This invention relates to an escalator system with a convertible step unit and, more particularly, to an escalator system having convertible steps for receiving thereon a wheel chair or the like for the handicapped.
The examples of the conventional designs of the escalator to which the present invention pertaines can be found in Japanese Patent Publication No. 63-19437 in which a tread board of some of the steps is moved up and downwardly at the landings, Japanese Patent Laid-Open No. 63-61266 in which one portion of the tread board is moved up and down between an inclided position and a horizontal position, and Japanese Patent Publication No. 63-19438 wherein a wheel stopper is raised above the tread surface, and these special steps are connected in an endless loop of ordinary steps to be circulatingly driven along a circulating path disposed in an escalator main frame.

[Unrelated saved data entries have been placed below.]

PR #565, opened 2018-01-22
Reverted #549

Michael-F-Bryan:
This reverts #549 so we are running mac builds in CI again. Needed for #558.


Michael-F-Bryan:
Looks like mac builds are still queued indefinitely. I'll leave this open and see how long it takes to complete, seeing as we're going to need the mac builds to run when the 0.1 release comes out.

Michael-F-Bryan:
Mac builds are working again!

PR #568, opened 2018-01-22
fix(theme): Use aria-label alongside title

sorin-davidoi:
Tested this on macOS with VoiceOver, and it does not pick up the title as the text of the button. Kind of makes sense, since `title` and `aria-label` are not the same. This will make sure that the buttons and links are labeled properly.

### DIFF
--- a/src/theme/book.js
+++ b/src/theme/book.js
@@ -172,7 +172,7 @@ function playpen_text(playpen) {
 
         var buttons = document.createElement('div');
         buttons.className = 'buttons';
-        buttons.innerHTML = "<i class=\"fa fa-expand\" title=\"Show hidden lines\"></i>";
+        buttons.innerHTML = "<button class=\"fa fa-expand\" title=\"Show hidden lines\" aria-label=\"Show hidden lines\"></button>";
 
         // add expand button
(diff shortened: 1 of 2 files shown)


src/theme/book.js
```diff
@@ -172,7 +172,7 @@ function playpen_text(playpen) {
 
         var buttons = document.createElement('div');
         buttons.className = 'buttons';
-        buttons.innerHTML = "<i class=\"fa fa-expand\" title=\"Show hidden lines\"></i>";
+        buttons.innerHTML = "<button class=\"fa fa-expand\" title=\"Show hidden lines\" aria-label=\"Show hidden lines\"></button>";
```
Michael-F-Bryan: Doesn't using a proper `<button>` here instead of an `<i>` mean it becomes something clickable with the usual 3D depression effect?

sorin-davidoi: No, it looks the same but it becomes focusable. The other buttons were changed in the [remove jQuery](https://github.com/rust-lang-nursery/mdBook/pull/538/files#diff-1fda0023a3432a0ba6f67574daa70c28R267) pull request, but I've somehow missed this one.

PR #570, opened 2018-01-22
fix(doc): make installation from git work again

flosse:
cargo install --git https://github.com/rust-lang-nursery/mdBook.git
leads to error: multiple packages with binaries found: mdbook, mdbook-wordcount
Fix: append name of binary (`mdbook`).

### DIFF
--- a/README.md
+++ b/README.md
@@ -72,7 +72,7 @@ j
    the git version of mdBook yourself. Cargo makes this ***super easy***!
 
    ```
-   cargo install --git https://github.com/rust-lang-nursery/mdBook.git
+   cargo install --git https://github.com/rust-lang-nursery/mdBook.git mdbook
    ```
 
    Again, make sure to add the Cargo bin directory to your `PATH`.


Michael-F-Bryan:
I just tried this out locally and it looks like I was mistaken that removing the `[workspace]` would fix things. According to the `cargo install` RFC:

> ### Sources with multiple crates
>
> Sources like git repositories and paths can have multiple crates inside them, and Cargo needs a way to figure out which one is being installed. If there is more than one crate in a repo (or path), then Cargo will apply the following heuristics to select a crate, in order:
>
> 1. If the -p argument is specified, use that crate.
> 2. If only one crate has binaries, use that crate.
> 3. If only one crate has examples, use that crate.
> 4. Print an error suggesting the -p flag.

It looks like cargo is detecting the presence of both `mdbook` and the `mdbook-wordcount` example, so the correct way to fix it is to update your `cargo install --git ...` command as this PR proposes.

During ordinary mode of operation of the above-discussed escalator system, the special, convertible steps serve as ordinary steps to carry passengers. During the wheel chair carrying mode of operation, the movable member such as the movable tread board, the wheel stopper and the drop-down tread board mounted on the convertible steps are brought into the respective operated position to carry the wheel chair. In order to convert the mode of operation of the convertible steps of the conventional escalator system between the ordinary mode and the wheel-chair carrying mode, the escalator must be stopped when the convertible steps are at the upper or lower lading to actuate the movable members between the actuated and inactuated positions, decreasing the transportation capacity of the escalator system and requiring some maneuver.